Foundation Model for Unified Characterization of Optical Quantum States

TL;DR

The paper addresses the challenge of characterizing optical quantum states across a wide range of complexity without full tomography. It introduces OSFM, a foundation model trained in a pretraining–finetuning fashion on homodyne marginals, with a three-axes state complexity space (m, xi, r). It demonstrates out-of-distribution generalization to higher-complexity states and strong transfer to downstream tasks such as Wigner negativity, fidelity, and QFI for families including photon-subtracted/added states, N00N, cat, and highly squeezed states. It shows robust few-shot performance, surpassing baselines, and reveals organized clustering of state families in learned latent space.
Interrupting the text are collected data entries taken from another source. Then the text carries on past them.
PR #618, opened 2026-07-26
feat(io): let FileIO wrap a caller-provided filesystem operator

### LINKED ISSUE #616: FileIO cannot use a caller-provided opendal operator
### Motivation

`Storage::build` resolves the backing opendal operator through a closed match on URI schemes, so an embedding engine cannot supply its own operator — for example one wrapped with a custom service, a metrics/caching layer, or a preconfigured object-store client.

Java Paimon treats configurable file IO as a first-class concern: `FileIO` is an interface, `FileIOLoader` is a ServiceLoader SPI matched by scheme, and `CatalogContext` accepts `preferIO`/`fallbackIO` loaders programmatically. paimon-rust has no equivalent injection point.

### Proposal

The minimal hook: `FileIOBuilder::with_operator(op)` accepting a prebuilt `opendal::Operator` that takes precedence over scheme resolution. A scheme-keyed loader registry mirroring Java's `FileIOLoader` could follow as a larger change, but the builder hook alone unblocks embedders.

### Use case

StreamFusion (github.com/datafusion-contrib/StreamFusion) stores Flink operator state in local Paimon PK tables; its write path needs a thin custom fs service (the stock service's per-write `create_dir_all` dominated a checkpoint-path CPU profile). It currently carries this hook as a fork patch.

jordepic:
### Purpose

Linked issue: close #616

`Storage::build` resolves the backing opendal operator through a closed scheme match, so an embedding engine cannot supply its own operator (custom service, metrics/caching layer, preconfigured client). Java Paimon exposes this axis through the `FileIO` interface, the `FileIOLoader` SPI, and `CatalogContext`'s `preferIO`/`fallbackIO`; this is the minimal Rust analog.

### Brief change log

- `FileIOBuilder::with_operator(op)` stores a prebuilt `opendal::Operator`; when set, it takes precedence over scheme resolution in `build`.
- `Storage::Custom { op }` variant carries it through; `create()` reuses the fs-relative path handling.

### Tests

- `cargo test -p paimon --lib io::` (85 tests) passes; the builder path is exercised by the existing FileIO suites plus downstream use in StreamFusion, which drives all its state-table IO through an operator injected here.

### API and Format

Additive API on `FileIOBuilder`; no storage-format change.

### Documentation

Doc comments on the new builder method.

### DIFF
--- a/crates/paimon/src/io/file_io.rs
+++ b/crates/paimon/src/io/file_io.rs
@@ -372,6 +372,7 @@ pub struct FileIOBuilder {
     scheme_str: Option<String>,
     props: HashMap<String, String>,
     cache: Option<Arc<LocalCache>>,
+    operator: Option<Operator>,
 }
 
 impl FileIOBuilder {
@@ -380,11 +381,22 @@ impl FileIOBuilder {
             scheme_str: Some(scheme_str.to_string()),
             props: HashMap::default(),
             cache: None,
+            operator: None,
         }
     }
 
-    pub(crate) fn into_parts(self) -> (String, HashMap<String, String>) {
-        (self.scheme_str.unwrap_or_default(), self.props)
+    pub(crate) fn into_parts(self) -> (String, HashMap<String, String>, Option<Operator>) {
+        (self.scheme_str.unwrap_or_default(), self.props, self.operator)
+    }
+
+    /// Uses a caller-provided opendal operator instead of building one from the scheme:
+    /// embedders bring their own storage backend (for example a customized local-filesystem
+    /// service) without registering a scheme. Paths are handed to the operator in
+    /// scheme-relative form, exactly as the built-in local-filesystem backend receives them,
+    /// so the operator's root decides what they resolve against.
+    pub fn with_operator(mut self, operator: Operator) -> Self {
+        self.operator = Some(operator);
+        self
     }
 
     pub fn with_prop(mut self, key: impl ToString, value: impl ToString) -> Self {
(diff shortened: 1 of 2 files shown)


jordepic:
cc @JingsongLi — this is the minimal Rust analog of Java Paimon's configurable FileIO (`FileIOLoader`/`preferIO`); would appreciate your review. #619 is a companion from the same downstream use.

JingsongLi:
`Storage::Custom` always uses `fs_relative_path` without exception; for example, `s3://bucket/a` is converted to `3://bucket/a`. As a result, preconfigured operators such as S3 or OSS are effectively unusable, and directory listings will return incorrect paths. It is recommended to include a scheme/path resolver or to explicitly restrict the API and name it the “filesystem operator.”

jordepic:
Thanks @JingsongLi — you're right, the hook resolved every path with the filesystem rules, so a scheme'd path like `s3://bucket/a` was silently mangled to `3://bucket/a`. Took your second suggestion and scoped the API explicitly: renamed to `with_fs_operator`, documented the filesystem contract (absolute paths, `file:` URLs, Windows drive paths, resolved against the operator's root), and `Storage::CustomFs` now rejects scheme'd paths with a clear error instead of misresolving them — object-store operators need the bucket/scheme resolution the built-in backends perform, which this hook deliberately doesn't reimplement. Added resolution and rejection tests, and fixed the rustfmt CI failure.

jordepic:
Sorry for the ping here @JingsongLi !  Would you mind taking a look at this one? Thank you!

Also, I don't yet have an apache email but I'd love to join the Paimon slack! I'm doing a lot of work here for 
https://github.com/datafusion-contrib/StreamFusion/tree/main

JingsongLi (approved):
+1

This framework paves the way for scalable, efficient certification of optical quantum states relevant to computation, communication, and metrology.

Abstract

Machine learning methods have been used to infer specific properties of limited families of optical quantum states, but a unified model that predicts a broad range of properties for practically relevant-especially multimode non-Gaussian-states without full tomography is still lacking. Here we introduce the first foundation model for the characterization of optical quantum states across a wide range of complexity, defined by three key factors: non-Gaussianity, number of modes, and degree of squeezing. We show that a single model pretrained on low-complexity states can be directly applied to characterize states of higher complexity. With limited fine-tuning, the model adapts to downstream tasks such as predicting quantum fidelity and Wigner negativity over a broad class of experimentally relevant states, including strongly non-Gaussian Schrödinger cat states, multimode systems with up to ten modes, and highly squeezed states with squeezing levels up to 10.4dB. Our results establish a unified framework for characterizing optical quantum states from limited measurement data, enabling efficient certification of quantum states relevant to optical quantum information computation, communication and metrology.

Figures (8)

• Figure 1: Dataset characterization and three-stage framework of transfer learning for optical states. All optical quantum states considered are represented in an $(m,\xi,r)$-space spanned by the number of modes $m$, the squeezing degree $\xi$, and the stellar rank $r$, three axes that correlate with the difficulty of classical simulation. In Stage 1, a representation network $\mathcal{E}$ encodes partial measurements and a generation network $\mathcal{G}$ predicts the corresponding outcome statistics. Pretraining is performed on states that are relatively tractable for classical simulation. In Stage 2, we test the model on states outside the pretraining distribution, evaluating its ability to generalize the learned representation to more complex quantum states. In Stage 3, the pretrained model is fine-tuned for downstream quantum property prediction tasks, focusing on representative families of optical states.
• Figure 2: Representation learning and prediction on homodyne measurement statistics.a, Comparison between the predicted and true homodyne marginal distributions for test states with different parameters. b, Classical fidelity $\mathcal{F}$ decreases with stellar rank $r$ for both in-distribution (ID; within the pretraining distribution) and out-of-distribution (OOD; outside it) data. c, 2D embeddings of state representation vectors colored by stellar rank, showing smooth hierarchical organization in the representation space. d, Classical fidelity $\mathcal{F}$ versus the number of modes $m$. For Gaussian states ($r=0$), $\mathcal{F}$ remains high and essentially unchanged across $m$. For non-Gaussian states ($r>0$), $\mathcal{F}$ increases with $m$ and tends to plateau.
• Figure 3: Fine-tuning for downstream quantum property prediction tasks on state families that lie far outside the pretraining distribution.a, Comparison of prediction accuracies on Wigner negativity for OSFM with and without pretraining, and for a shallow feedforward neural network baseline, across multimode photon-subtracted/added states with $m=5,7,$ and $10$. b, Predictions of purity and fidelity for N00N states, a non-Gaussian family with finite stellar rank exceeding the pretraining range. c, Predictions of size and fidelity for Schrödinger cat states, which possess infinite stellar rank. d, Predictions of quantum Fisher information (QFI) and fidelity for highly squeezed states.
• Figure 4: The 2D embeddings of diverse optical states using t-SNE. The figure shows the 2D embeddings of state representation vectors learned by the pretrained OSFM based on limited homodyne measurement statistics. Distinct clusters of optical states emerge, and largely reflect the ordering in mode number $m$, squeezing degree $\xi$, and stellar rank $r$.
• Figure 5: Structure of OSFM during pretraining and fine-tuning.